The god that Jesus refers to as “Father” is a benevolent, all-powerful god, completely distinct from the Jewish god of the Old Testament. The Old Testament being is a malevolent demi-god, not as powerful as the Father. (This is a main thrust of a heresy known as Marcionism.)
Jesus was not truly human, but merely appeared to be. (This is the heresy of Docetism, mentioned above regarding TheShepherd of Hermas.)
All matter is evil. The goal of life is to be released from the body as quickly as possible, so that an individual’s “light” can be released. Many gnostics promoted extreme forms of asceticism which could shorten a believer’s lifespan.
Two Resources for Better Understanding Gnosticism
For those who would like to learn more about gnosticism, we recommend two resources.
The Gospel of Thomas. This gospel uses many of the same quotations of Jesus as the Gospel of Matthew and the Gospel of Luke, but it presents some of them in a very different context than that in the Apostolic Tradition. For example, consider the parable of the merchant who sells everything to purchase a fine pearl. In Matthew 13:45-46, we usually interpret this as God (the merchant) sacrificing all for any one of us (the pearl).

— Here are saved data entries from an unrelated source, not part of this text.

PR #1105, opened 2020-12-19
Documentation/zenko 3058 xdm UI create a bucket

wabernat:
This PR documents the create a bucket feature in the new UI.

Ignore the garbage in the transient source file. It's a place-holder.


solution-base/build.sh
```diff
@@ -32,9 +32,7 @@ SOLUTION_ENV='SOLUTION_ENV'
 export KUBEDB_OPERATOR_TAG=$(grep kubedb/operator: deps.txt | awk -F ':' '{print $2}')
```
miniscruff, line 32: a few of these changes seem to be from my PR

miniscruff (changes requested):

solution-base/build.sh
wabernat: This looks to be some Git branch mismanagement, and odds are I'm the goat.

wabernat: Okay... I merged documentation/ZENKO-3058 with development/2.0 on my local machine, and the changes to stuff outside of Zenko/docs/docsource/ no longer appear when I do a git show. My theory was these changes happened to dev/2.0 while I had Zenko-3058 up on the lift, and that's why they were showing up here. Also, I believe I was trying to build my own changes cumulatively (i.e., docs/ZENKO-3058 on top of ZENKO-3057, and so forth) which appears to be a hurtin' strategy.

In the context of Thomas 76, the same parable seems to promote the idea of a believer (the merchant) learning the secret ways of God and keeping such knowledge (the pearl) for herself or himself. Consider also the parable of the lost sheep. In Luke 15:1-7, this is a tale of God’s love and forgiveness for sinners. In Thomas 107, it seems to promote God’s love as being exclusively for those who possess the secret knowledge. We recommend that readers evaluate The Gospel of Thomas on its own merits before reading explanations from others about its origins and ideas. In Beyond Belief: The Secret Gospel of Thomas (2003), for example, Elaine Pagels claims that the Gospel of Thomas was written in the first century, and that the Gospel of John was written later to discredit it. According to Pagels, a conspiracy led by Irenaeus in the late second century promoted the teachings of Peter and John over Thomas and Mary Magdalene.

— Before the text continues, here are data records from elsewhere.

PR #1120, opened 2021-01-21
feature: ZENKO-3134-update-vault-image-v8.2.0-alpha.1

anurag4DSB:
Update Vault image with v8.2.0-alpha.1

Image pull command: `docker pull registry.scality.com/vault/vault:8.2.0-alpha.1`

For instructions on docker login: https://github.com/scality/Vault/blob/development/8.2/docs/RELEASE.md#how-to-pull-docker-images

Respective Operator PR merged: https://github.com/scality/zenko-operator/pull/128/files

### DIFF
--- a/solution/zenkoversion.yaml
+++ b/solution/zenkoversion.yaml
@@ -50,8 +50,8 @@ spec:
       image: kafka
       tag: 2.12-2.3.0
     vault:
-      image: vault
-      tag: zenko-2.0.0
+      image: ${SOLUTION_REGISTRY}/vault
+      tag: 8.2.0-alpha.1
     shell:
       image: busybox
       tag: latest
--- a/solution/deps.txt
+++ b/solution/deps.txt
@@ -7,7 +7,7 @@ registry.scality.com/sf-eng/blobserver:1.0.8
 registry.scality.com/sf-eng/jabba:940d
 registry.scality.com/sf-eng/pensieve-api:611b9ca
 registry.scality.com/sf-eng/utapi:zenko-1.0.0
-registry.scality.com/sf-eng/vault:zenko-2.0.0
+registry.scality.com/vault/vault:8.2.0-alpha.1
 registry.scality.com/sf-eng/zenko-operator:0a7b2f0
 registry.scality.com/zenko-dev/backbeat:161b9c1
 registry.scality.com/zenko-dev/cloudserver:latest-8.1.2


anurag4DSB:
ping

tcarmet:
I believe we also need to change the registry url in the file `solution/deps.txt`

miniscruff:
ZENKO-3155 is going to update all the images, plus I think we still need to update zenko-operator to handle the new vault before putting it in zenko, which is ZENKO-3146 that I will be working on starting tomorrow.

anurag4DSB:
> [ZENKO-3155](https://scality.atlassian.net/browse/ZENKO-3155)

@terrydervaux as this will be done in Zenko-3155
Should I close my ticket?

anurag4DSB:
> I believe we also need to change the registry url in the file `solution/deps.txt`

@tcarmet changed the registry URL here in the squash commit :)

anurag4DSB:
> [ZENKO-3155](https://scality.atlassian.net/browse/ZENKO-3155) is going to update all the images, plus I think we still need to update zenko-operator to handle the new vault before putting it in zenko, which is [ZENKO-3146](https://scality.atlassian.net/browse/ZENKO-3146) that I will be working on starting tomorrow.

@miniscruff This should not block me from updating vault dependency. If the zenko CI failed because of the operator or some other reason, yes the PR should not be merge until that thing is fixed. So I do not see a reason why this PR should be blocked or put on hold till we update the operator.

If CI is green we should be able to merge our dep update. So that we can move on to the next thing.

That said I know the CI is not in place properly yet. For now Zenko2.x will not work(already doesn't) and the CI is not reliable. But we will get there :) 

Per the process discussed in the various meetings, I should be able to update my dependency if it is ready. What do you think? :)

miniscruff:
> If CI is green we should be able to merge our dep update. So that we can move on to the next thing.

The build will not fail because the e2e test does not use either of the files you updated. That config is placed inside a shell script so your change is not being tested at all. ( Updating this file is also related to the issue I posted and will be merged into the single source later on ).

> Per the process discussed in the various meetings, I should be able to update my dependency if it is ready. What do you think? :)

Typically yes, but, and correct me if I am wrong here, your latest change requires a new configuration. Meaning, if we do not add this new config vault will not work properly. That was my concern.

anurag4DSB:
forced pushed review commits and new vault version with fixes.

@miniscruff I agree with you, in a real world scenario(near future) when zenko-CI is working, I won't update vault Image till dependencies like Operator is also updated.

PS: Second thoughts...

anurag4DSB:
The pending PR has been merged: https://github.com/scality/zenko-operator/pull/128/files

solution/zenkoversion.yaml
```diff
@@ -50,8 +50,8 @@ spec:
       image: kafka
       tag: 2.12-2.3.0
     vault:
-      image: vault
-      tag: zenko-2.0.0
+      image: ${SOLUTION_REGISTRY}/vault
```
miniscruff, line 53:
```suggestion
      image: vault
```

anurag4DSB: I was following what zenko-ui has on line # 11 of the same file.
and the same is mentioned in the summary of this ticket: https://scality.atlassian.net/browse/ZENKO-3134

If I specify just vault, won't it look for it in dockerhub and not solution registry?

CC 
@tcarmet for confirmation as he reported the ticket.
@nicolas2bert for awareness

anurag4DSB:
Update: closing this PR as ZENKO-3163 will handle image update of vault as well (per discussion with @miniscruff)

Jesus as a Figure in History: How Modern Historians View the Man from Galilee by Mark Allan Powell (2nd edition, 2013). What about Jesus is historically accurate? What is myth? Powell surveys some of the most prominent scholars of the so-called “Third Quest for the Historical Jesus,” a movement that began in the 1980s and continues today. Powell looks at the research and conclusions of scholars as radical as the Jesus Seminar and John Dominic Crossan (who claim that Jesus of Nazareth was very different from the gospels’ portrayal) and as traditional as John P. Meier and N. T. Wright (who support a vision of Jesus consonant with the Apostolic Tradition). This book will likely invite the reader to re-examine her or his beliefs about Jesus, too! Of special interest regarding gnosticism is Crossan’s claim that there is a hypothetical “Cross Gospel,” an early document that represents authentic Christian belief contrary to the Apostolic Tradition. The existence of this document and its early composition date – which Crossan claims is the source of the later gnostic Gospel of Peter – is central to Crossan’s entire hypothesis.